The Building Blocks: Primes and Composites
Just as a chemist views molecules as configurations of atoms, a mathematician views integers as configurations of primes.
- A prime number is a natural number greater than one that has exactly two distinct positive divisors: one and the number itself.
- A composite number is a natural number greater than one that has more than two positive divisors.

Two vital edge-cases that trip up students (and test-takers):
- The number one is neither prime nor composite. It has only one positive divisor (itself), violating the definition of both.
- The number two is the only even prime number. Every other even number is trivially divisible by two.
These definitions lead us to the crowning jewel of discrete mathematics: The Fundamental Theorem of Arithmetic states that every integer greater than one can be represented uniquely as a product of prime numbers, disregarding the order of the factors. This means the integer 60 is entirely defined by its unique prime DNA: 22⋅3⋅5.
Factors, Multiples, and Shared Traits
To navigate the integers, we track how they divide into one another.
- A factor of a specific integer is any integer that divides the specific integer without leaving a remainder. (e.g., 4 is a factor of 12).
- A multiple of a specific integer is the product of that specific integer and any integer. (e.g., 12 is a multiple of 4).
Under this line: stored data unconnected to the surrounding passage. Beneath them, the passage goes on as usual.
PR #1118, opened 2025-02-14
feat: Add debugName parameter to YAJsonIsolate.

misha:

This is a new feature for `YAJsonIsolate`.

In testing environments, it's easy to have multiple clients open. Specifically, I usually have an admin client and a client for the current user, but I can't tell which is which because all isolates have the same name. When an error occurs in the isolate, it takes a lot of effort to figure out which client produced it.

I would like to be able to rename isolates, specifically for use in debugging.

Currently, all isolates spawned have the name `_compute`.

Here's a screenshot of what it looks like in VSCode.

before_change

## What is the new behavior?

There's now a `debugName` constructor parameter on `YAJsonIsolate`. The user can add the library to their package and instantiate an instance with their desired `debugName` if they want to access it. 

Here's a screenshot of what it looks like in VSCode, after setting the name to `my_isolate`.

after_change

## Additional context

Two questions:

1. There's also a web implementation in `_isolates_web.dart`. Does this now need the same (albeit unused) constructor parameter?
2. I didn't write a test. I could store and expose the underlying `Isolate` instance to verify it gets created with the specified `debugName`, but then I have to remember to unassign it so I'd rather just not store it. If a test is required, let me know what it should do.

### DIFF
--- a/packages/yet_another_json_isolate/lib/src/_isolates_io.dart
+++ b/packages/yet_another_json_isolate/lib/src/_isolates_io.dart
@@ -8,6 +8,13 @@ import 'package:async/async.dart';
 
 // One instance manages one isolate
 class YAJsonIsolate {
+  YAJsonIsolate({
+    this.debugName,
+  });
+
+  /// The debug name used for the isolate spawned by this instance.
+  final String? debugName;
+
   final _receivePort = ReceivePort();
   late final SendPort _sendPort;
   final _createdIsolate = Completer<void>();
@@ -26,6 +33,7 @@ class YAJsonIsolate {
       _receivePort.sendPort,
       onExit: _receivePort.sendPort,
       onError: _receivePort.sendPort,
+      debugName: debugName,
     );
     _sendPort = await _events.next;
     _createdIsolate.complete();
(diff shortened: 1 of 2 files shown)


dshukertjr:
Thanks for the PR! A test would be great! I don't think we need to worry about the web implementation!

Vinzent03:
I'm pretty sure we have to change the web part as well. Otherwise the signature is different and the build should fail for web.

misha:
> Thanks for the PR! A test would be great! I don't think we need to worry about the web implementation!

Can you mention how the test should be implemented?

The only way I can think to test this is to store the `Isolate` instance, expose it for testing, and then validate the name on the isolate itself. This would require test-visible access to the isolate, ie. via `@visibleForTesting`. Presently, the implementation doesn't even store the spawned isolate, much less expose it in any way. I would say it's not worth the risk to test a non-critical, debugging feature.

> I'm pretty sure we have to change the web part as well. Otherwise the signature is different and the build should fail for web.

Yep, that sounds right to me. I added a commit to make the constructor signatures identical.

Vinzent03 (approved):
I don't think this requires any further tests. The parameter is only passed to the `spawn` method. So it should be fine.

A Counterintuitive Truth: The integer zero is a multiple of every integer. Because any integer n multiplied by 0 yields 0, zero satisfies the strict mathematical definition of a multiple.
When analyzing groups of integers, we look for intersections in their structure:
- The greatest common divisor (GCD) of two or more integers is the largest positive integer that divides each of the integers without a remainder.
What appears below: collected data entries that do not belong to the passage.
PR #1123, opened 2025-03-05
chore: Test empty local storage

dshukertjr:

Just a PR to increase coverage. More coverage-increase PR to come.

### DIFF
--- a/packages/postgrest/lib/src/types.dart
+++ b/packages/postgrest/lib/src/types.dart
@@ -88,9 +88,9 @@ enum CountOption {
   estimated,
 }
 
-// Not used anywhere. Will be removed in the next major version.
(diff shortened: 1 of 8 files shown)


packages/postgrest/lib/src/types.dart
```diff
@@ -88,11 +88,14 @@ enum CountOption {
   estimated,
 }
 
+// Not used anywhere. Will be removed in the next major version.
+// coverage:ignore-[start]
 /// Returns count as part of the response when specified.
 enum ReturningOption {
```
Vinzent03, line 94: What do you think about adding a `@Deprecated()` like I've done already with similar cases? Makes it easier in the future to find those again.

Vinzent03 (approved):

- The least common multiple (LCM) of two or more non-zero integers is the smallest positive integer that is a multiple of each of the integers.
When two integers share no common factors other than 1, we say those two integers are relatively prime if the greatest common divisor of the two integers is exactly one. (e.g., 8 and 15 are both composite, but they are relatively prime to one another).
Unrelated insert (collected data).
PR #1130, opened 2025-03-12
feat: Add standard client headers

grdsdev:

## What is the new behavior?

## Additional context

### DIFF
--- a/packages/supabase/lib/src/constants.dart
+++ b/packages/supabase/lib/src/constants.dart
@@ -1,7 +1,18 @@
 import 'package:supabase/src/version.dart';
+import 'dart:io' show Platform;
 
 class Constants {
-  static const Map<String, String> defaultHeaders = {
+  static String get platform {
+    return Platform.operatingSystem;
+  }
+
+  static String get platformVersion {
+    return Platform.operatingSystemVersion;
+  }
+
+  static final Map<String, String> defaultHeaders = {
     'X-Client-Info': 'supabase-dart/$version',
+    'X-Supabase-Client-Platform': platform,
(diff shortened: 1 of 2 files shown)


packages/supabase/lib/src/constants.dart
```diff
@@ -1,7 +1,18 @@
 import 'package:supabase/src/version.dart';
+import 'dart:io' show Platform;
 
 class Constants {
-  static const Map<String, String> defaultHeaders = {
+  static String get platform {
+    return Platform.operatingSystem;
```
Vinzent03, line 6: I know this is still draft, but still want to mention that this won't work on web.
You will either need a conditional import, or probably better use a constant to guard web with a definition like the `kIsWeb` in flutter:
```dart
const bool kIsWeb = bool.fromEnvironment('dart.library.js_util');
```

grdsdev: Thanks, @Vinzent03 

Do we have any test for asserting that it doesn't break in Web? Didn't see any fail on CI.

Vinzent03: Sadly not yet, but hopefully #1140 solves this

grdsdev: @Vinzent03 I added the guard as you suggested, we could send data in case of web, if that is easy to do, not a requirement since our reports also fetches from the `user-agent`, and `user-agent` in web is better defined then mobile.

Vinzent03: Yeah, I think using the user-agent is the better and correct way for web.

Vinzent03 (approved):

Algorithms and Divisibility Mechanics
Finding the GCD of small numbers by listing factors is easy, but what if a student faces 1071 and 462? This is where we deploy ancient algorithmic power. The Euclidean algorithm is a systematic method used to compute the greatest common divisor of two integers. It relies on the principle that the GCD of two numbers also divides their difference, repeatedly using division and remainders until a remainder of zero is reached.

Finally, you must be fluent in quick diagnostic checks—the divisibility rules—to effortlessly factor large numbers on the exam:
- A natural number is divisible by two if the final digit of the natural number is an even number.
- A natural number is divisible by three if the sum of all digits in the natural number is divisible by three.
- A natural number is divisible by five if the final digit of the natural number is zero or five.
By mastering these structures—from the behavior of infinite non-repeating decimals to the unique prime factorization of integers—you will navigate the Praxis mathematics exam with absolute precision. More importantly, you will be prepared to guide your future students past the deceptive limitations of their calculator screens, revealing the true, boundless elegance of the real number system.